Would you please copy every line from the records that contains the word "function"?
[DATA EXTRACTS]
PR #15661, opened 2017-01-23
Membership bundles thrasher AB test

JustinPinner:
## What does this change?
Adds an AB test to explore reader appetite for membership bundles. By default the thrasher we've defined will be invisible. If the reader is in one of the variant groups, it'll be displayed.

This will be applicable on the UK front, by UK edition readers and for desktop web only.
 
**Note:** there's no control group here as we're not trying to determine whether the feature should be added to the site, we're testing which of two initial possibilities is the best received.

It'll inform the decision-making process behind the construction of bundles, making sure we don't invest effort unless we know it's valuable.

No, web only.

## Screenshots
(updated 26 Jan, captured from CODE env)
screen shot 2017-01-26 at 12 16 33

With the test turned off
screen shot 2017-01-23 at 15 22 06

## Tested in CODE?
Yes.


static/src/javascripts-legacy/projects/common/modules/experiments/tests/membership-ab-thrasher.js
```diff
@@ -0,0 +1,99 @@
...
+        this.description = 'Test appetite for membership bundles';
+        this.showForSensitive = true;
+        this.audience = 0.05;  // 5% ~ 7,000 unique browser thrasher views per variant per day
+        this.audienceOffset = 0;
+        this.successMeasure = '';
+        this.audienceCriteria = 'People on UK network front with at least an 1140px wide display.';
+        this.dataLinkNames = '';
+        this.idealOutcome = 'One landing page will accrue a higher number of intention interactions than the other';
+
+        this.canRun = function () {
```
rtyley: Just checked with Charlotte - we want to exclude existing paying members from seeing our test ("otherwise it gets weird!") so you probably want to add `canReasonablyAskForMoney` here, like:

https://github.com/guardian/frontend/blob/43905b6b4b/static/src/javascripts-legacy/projects/common/modules/experiments/tests/membership-engagement-banner-tests.js#L40

static/src/javascripts-legacy/projects/common/modules/experiments/tests/membership-ab-thrasher.js
```diff
@@ -0,0 +1,99 @@
...
+
+        this.thrasher = function() {
+            return document.querySelector('.membership-ab-thrasher--wrapper');
+        };
+
+        this.setCopy = function() {
+            if (this.thrasher()) {
+                var mainTitleEl = document.querySelector('.membership-ab-thrasher_header .main_title');
+                if (mainTitleEl) {
+                    mainTitleEl.innerHTML = '<p>Support<br>the Guardian</p>';
```
rtyley: Is this necessary? Isn't the text already set to that value at https://github.com/guardian/thrashers/blob/76207dabe8f/embeds/membership-ab-thrasher/index.html#L4 ?

static/src/javascripts-legacy/projects/common/modules/experiments/tests/membership-ab-thrasher.js
```diff
@@ -0,0 +1,99 @@
...
+                }
+                var subTitleEl = document.querySelector('.membership-ab-thrasher_header .sub_title');
+                if (subTitleEl) {
+                    subTitleEl.innerHTML = '<p>We\'re introducing <strong>new ways</strong> to support<br>the Guardian\'s quality journalism and independent voice. Choose from digital,<br>print or a contribution today.</p>';
```
rtyley: Ditto here - could we just have this text as part of the default body at https://github.com/guardian/thrashers/blob/76207dabe8f/embeds/membership-ab-thrasher/index.html#L7 ?

static/src/javascripts-legacy/projects/common/modules/experiments/tests/membership-ab-thrasher.js
```diff
@@ -0,0 +1,99 @@
...
+            var thrasherContainer = this.thrasherContainer();
+            if (thrasherContainer) {
+                if (!thrasherContainer.classList.contains('visible')) {
+                    thrasherContainer.classList.add('visible');
+                }
+            }
+        };
+
+        this.setup = function(variant) {
+            this.setCopy();
```
rtyley: Copy doesn't vary by variant, so you can probably get rid of this.

rtyley (changes requested):

static/src/javascripts-legacy/projects/common/modules/experiments/tests/membership-ab-thrasher.js
JustinPinner: This replaces the default copy that is defined in the Thrasher and which will be shown in the event of a CSS / test / other kind of screw up, where the thrasher might possibly be seen by non-test users. So it needs to stay.

static/src/javascripts-legacy/projects/common/modules/experiments/tests/membership-ab-thrasher.js
JustinPinner: Ok

static/src/javascripts-legacy/projects/common/modules/experiments/tests/membership-ab-thrasher.js
JustinPinner: No, the default body text is there as a backstop in the event of something somewhere making the thrasher visible unexpectedly. The default text is lifted from the current supporter sign up page and the button links through to there, so the experience will still make sense if this happens.

rtyley: Oh, ok. That does sound paranoid to me, but I guess if the CSS of https://github.com/guardian/frontend/blob/e8d7496b9/static/src/stylesheets/module/facia/_containers.scss#L65 was to fail in some way the thrasher could be visible. So I guess the `setCopy()` method stays (maybe it could be called `switchFromSafetyFallbackCopy()` to indicate it's purpose), and so does the `subTitleEl` manipulation, but the `mainTitleEl` manipulation doesn't seem to be be necessary, as the replacement text is identical.

Ap0c:
Had a go at running this locally, it appears fine on the UK front and directs to the bundles page for the local version of membership. It also only shows for the 1140px breakpoint and above, as expected.

Checking it out on CODE, the behaviour is the same, except that it directs to the supporter landing page with the correct campaign code. Assuming that there is something in CODE that's preventing the link from being updated, it looks like the fallback behaviour is working as expected. If you're seeing it correctly set the link here, then it's presumably something in my setup, so no worries.

In other words, it seems to be working exactly as planned, nice work! ⛵️ 💥

static/src/javascripts-legacy/projects/common/modules/experiments/tests/membership-ab-thrasher.js
JustinPinner: Done.

rtyley (approved):
`setCopy()` could be called `switchFromSafetyFallbackCopy()` to indicate it's purpose, but apart from that looks good to me!

PR #15662, opened 2017-01-23
Gh on you tube iframe api ready fix

GHaberis:
## What does this change?

Fixes a bug we were seeing where youtube atoms were not being enhanced on pages where another non-youtube video existed which had pre-roll adverts enabled. Now we don't allow pre-roll ads if the page's content contains a youtube atom. 

Consistent loading of enhanced youtube atoms.

No

## Screenshots

N/A

## Tested in CODE?

No

@akash1810


common/app/model/content.scala
```diff
@@ -425,6 +425,15 @@ object Article {
     // `headOption` as the video could be main media or a regular embed, so just get the first video
     val videoDuration = content.elements.videos.headOption.map { v => JsNumber(v.videos.duration) }.getOrElse(JsNull)
 
+   def hasYouTubeAtom: Boolean = {
+     val hasYouTubeAtom: Option[Boolean] = for {
+       atoms <- content.atoms
+       firstMediaAtom <- atoms.media.headOption
+       firstAsset <- firstMediaAtom.assets.headOption
+     } yield firstAsset.platform == "Youtube"
```
akash1810: can we match on the `Platform.Youtube` enum rather than the string?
[/DATA EXTRACTS]
## SOLVED EXERCISE
+        this.canRun = function () {
+        this.thrasher = function() {
+        this.setCopy = function() {
+        this.setup = function(variant) {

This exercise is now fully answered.